NERC Senior Counsel Candice Castaneda  observed that, since the RSTC’s last meeting, industry stakeholders have chosen a new slate of members in an election that ended Nov. 21. The newly elected members — some of whom already are on the RSTC — will serve two-year terms beginning Feb. 1, 2026, and ending Jan. 31, 2028.

    • Sector 1 (Investor-owned utility): Vinit Gupta, ITC Holdings
    • Sector 2 (State/municipal utility): David Grubbs, City of Garland
    • Sector 3 (Cooperative utility): Nathan Brown, Georgia System Operations
    • Sector 4 (Federal or provincial utility/federal power marketing administration): Wayne Guttormson, SaskPower
    • Sector 5 (Transmission-dependent utility): John Lemire, North Carolina Electric Membership Corp.
    • Sector 6 (Merchant electricity generator): Brett Kruse, Calpine
    • Sector 7 (Electricity marketer): Jodirah Green, ACES Power
    • Sector 9 (Small end-use electricity customer): T. David Wand, New Jersey Division of Rate Counsel
    • Sector 10 (ISO/RTO): Aaron Markham, NYISO
    • Sector 12 (State government): Cezar Panait, Minnesota Public Utilities Commission

Sector 8 (Large end-use electricity customer) had two open seats, for terms expiring Jan. 31, 2027, and Jan 31, 2028. Venona Greaff of Occidental and Mike Della Penna of Google were elected for this sector, and a sector election will be held to determine who will serve out which term.

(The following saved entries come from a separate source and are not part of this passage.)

PR #542, opened 2018-03-22
Knob to enforce blank line between module docstring and modeline/shebang

### LINKED ISSUE #208: Space between modeline/shebang and module docstring
Imagine this file:

``` python
#!/usr/bin/env python
# -*- coding: utf-8 name> -*-

"""Some module docstring."""


def foobar():
    pass
```

Running yapf on it produces this diff:

``` diff
--- yapf.py (original)
+++ yapf.py (reformatted)
@@ -1,6 +1,5 @@
 #!/usr/bin/env python
 # -*- coding: utf-8 name> -*-
-
 """Some module docstring."""

```

I would actually have expected yapf **not** to remove the blank line between the shebang/encoding and the module docstring (i.e. do nothing).

Stealthii:
This PR adds functionality to allow the placement of a newline between the module's docstring, and the modeline/shebang if it exists.

Fixes #208.

### DIFF
--- a/CHANGELOG
+++ b/CHANGELOG
@@ -7,6 +7,8 @@
 - Introduce a new option of formatting multiline literals. Add
   `SPLIT_BEFORE_CLOSING_BRACKET` knob to control whether closing bracket should
   get their own line.
+- Add 'BLANK_LINES_AROUND_TOP_LEVEL_DEFINITION' knob to control the number
+  of blank lines between top-level function and class definitions.
 - Added `CONTINUATION_ALIGN_STYLE` knob to choose continuation alignment style
   when `USE_TABS` is enabled.
 ### Fixed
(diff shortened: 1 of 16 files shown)


Stealthii:
I signed it!

Stealthii:
As recommended I've kept the behaviour the same by default for all code styles - if someone wants to review this and check that it shouldn't be different for sub-styles, that would be great.

In addition, this knob only allows change of enforcement, the following is not possible:
* Leaving the spacing as is, rather than enforcing style (although I believe this is outside yapf's scope)
* Defining how many lines (if any) should be left between modeline/shebang and the module's docstring (I personally do not see this being a requirement - a future PR by an affected party could implement if needed)

Stealthii:
Interested to know what happened with the merge commit here? I'm pretty sure I had a single commit that had `google/yapf/master` as the parent - it looks like 32ac922 was merging a copy of the 'master' branch that had diverged from upstream (rebased maybe)

gwelymernans:
I had to do a manual merge to be able to merge this PR. Was the resulting merge incorrect?

PR #548, opened 2018-03-31
Bug: Does not exclude hidden folders in a relative context

DHager:
This bug arises when the root directory is specified as a relative path, and when you are trying to exclude an immediate child directory (or file) which starts with a period. The exclusion pattern is fine, but the file path(s) it is being compared against are each over-stripped so that the period is no longer present.

In this example, the exclusion filter has failed to prevent changing `dependency.py`

    user@host:/var/project# file ./.serverless
    ./.serverless: directory

    user@host:/var/project# yapf -vv --recursive --exclude '*/.serverless/*' -i .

Nominations are underway through Dec. 19 for the open at-large RSTC members, five of whom will serve two-year terms ending Jan. 31, 2028, and two of whom will serve out the terms of departing members that expire Jan. 31, 2027. The chosen representatives will join the three other at-large members whose terms end in 2027.

NERC’s Board of Trustees must approve the RSTC leadership changes and membership at its next meeting, scheduled for Feb. 11, 2026, in Savannah, Ga.

White Papers, Guidelines and Reference Documents

Following the leadership election, members approved the RSTC’s 2026-2027 Strategic Plan. The document sets expectations and deliverables for the RSTC in the coming year while guiding coordination with other standing committees.

Next, members approved a security guideline for addressing cybersecurity incidents affecting vendors of grid equipment. The RSTC’s Supply Chain Subcommittee developed the guideline in recognition of the risk cyberattacks on vendors could pose to the security of the electric grid. While following the guideline is not mandatory, it does present “key practices and information” to maintain reliable operation.

The SCS presented another guideline for approval offering “an industry-standard guide for … the development of procurement language to mitigate supply chain security risks that may be introduced by vendors.” The document provides key considerations for procurement language and suggestions for supply chain risk mitigation requirements.

Another guideline on the use of cloud computing for grid management came from the Security Working Group, which wrote that “understanding security in these complex environments is a common challenge in industry.” The document “presents basic cloud concepts, including the principles of information protection,” and is meant to supplement previous guidance on using encryption in cloud environments.

RSTC members then approved a research paper from the System Planning Impacts from Distributed Energy Resources Working Group on the impact of distributed energy resource aggregators and DER management systems on the working group’s DER modeling framework. The paper’s recommendations touch on collection and management of DER data.

Finally, the committee approved updates to a technical reference document on dynamic load modeling, intended “to reflect the current state of the art.” The new document includes updates to industrial load parameters, recommendations for use of the complex load model and changes to the load modeling data tool.